=== Work instruction ===
For the word "PPConfigParser", return each line of the data in which it occurs.

Excerpts from a dataset:

PR #604, opened 2023-09-08
add rng seed printing and remove config options

### LINKED ISSUE #563: remove the random seed variable being read in from the config file

### LINKED ISSUE #567: random seed needs to be outputted to the log file

maxwest-uw:
Fixes #563, fixes #567 .

Describe your changes.

### DIFF
--- a/src/sorcha/modules/PPConfigParser.py
+++ b/src/sorcha/modules/PPConfigParser.py
@@ -699,13 +699,6 @@ def PPConfigFileParser(configfile, survey_name):
         config, "EXPERT", "pointing_sql_query", "ERROR: no pointing database SQLite3 query provided."
     )
 
-    if config.has_option("EXPERT", "rng_seed"):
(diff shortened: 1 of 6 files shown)


drewoldag (approved):
Looks good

=== Answer ===
--- a/src/sorcha/modules/PPConfigParser.py
+++ b/src/sorcha/modules/PPConfigParser.py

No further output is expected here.